Il giorno 9-03-2011 3:03, Ronald Sweet ha scritto:
> The
> icon of a folder then appears, with alternately a left-facing smiling face and
> a question mark on it.
Yes, that means "I'm looking for a System Folder and it seems I can't find
one"... but...
> After a couple of minutes this icon eventually turns
> into a smiling Mac in a Mac Plus frame.
This means "Gotcha! I found it!" (and the boot begins)...
so the HD seems working... but there's something wrong, producing the couple
minutes delay. :-?
> I suspect that I accidentally zapped the drives with
> static electricity.
I'd say that's unlikely. HD are not that fragile. :-)
It's much more likely a cable (data cable - the flat one - or power cable)
have been damaged.
Try to switch the disks (A goes into B position, connected with the B
cables, and viceversa), and check if anything changes.

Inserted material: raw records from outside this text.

PR #2246, opened 2024-06-12
Remove cv32a6_embedded configuration

JeanRochCoulon:
This reduces the smoke-test duration.
Embedded_config_pkg.sv has been moved to Embedded_config_pkg_deprecated.sv, and will be removed from repository into 2 months


cathales:
[Line 88 of the coremark regress script](https://github.com/openhwgroup/cva6/pull/2246/files#diff-0f94b605d882c4b091c558c9a42640e248f23df21a35f6afb45c84efcbba1e3eR88) should be updated as the `CVA6ConfigNrLoadPipeRegs` parameter does not exist anymore in the new `cv32a65x` configuration.

I have just got a look at the `cv32a65x` configuration and it seems that `NrLoadPipeRegs` is already 0 in this configuration, so the whole `+CVA6ConfigNrLoadPipeRegs=0` modifier should be removed.

Actually we *could* just stop using hwconfig in this job, but I think **we should keep using it**, even without modifiers, so that it is easier to perform design space exploration and measure the performance impact of configuration.

JeanRochCoulon:
@cathales  thnaks (always) for your reviews.
Can you plug your feedback in Github issue ?   We will handle it by another PR

cathales (approved):
LGTM if CI is green

PR #2251, opened 2024-06-13
Prepare for LLVM

math-gout:
This PR prepares the ground to use LLVM instead of GCC.


JeanRochCoulon:
@math-gout Can you rebase ?

PR #2255, opened 2024-06-13
Execute lint job when RTL is modified

JeanRochCoulon:
Lint check is only needed when RTL is modified


JeanRochCoulon:
@ASintzoff I moved the lint job to reduce the licence needs. Are you agree ?

JeanRochCoulon:
@ASintzoff I updated the PR to integrate your feedback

Lastly, it could be the file system has been corrupted when the power supply
went dead.
Once you get the Mac started, try using "Disk Utility" and check the disks
for errors ("Verify" or "Repair disk").
If you have a System booting CD/DVD (like OSX, or Drive Genius,
DiskWarrior...), you can boot from that and check the disk.
> Install another hard drive?
That's an option... but you would want the data on the "old" HD back.
Besides, it seems your HD(s) works (after the delay). This could be a sign
of failing HD (not much likely), or just a small glitch.
> If so, should it be a Serial ATA drive?
Don't think so! You Mac doesn't have SATA, just PATA (Parallel ATA, or
EIDE).
PATA drives are becoming obsolete, but you should find one, in case.
Or, you could install a SATA PCI card, but it seems overkill to me.
Sometimes I installed used HDs in my Macs, and I was lucky. :-)
OTOH, the problem I had in my 20 year Mac experience, were with two HDs I
bought new. :-/
So, I'd say consider getting an used HD, too (if you really need one).
> The old drives (now useless?) were a 120GB Western Digital IDE drive,
> configured as master, and the original 40GB Ultra ATA/66 7200-rpm, configured
> as slave. The operating system was Tiger 4.11.
I'd say it's impossible you "killed" both drives.
Try testing them outside your Mac (in another Mac, or using an external HD
case), if you can't see them "inside" your Mac.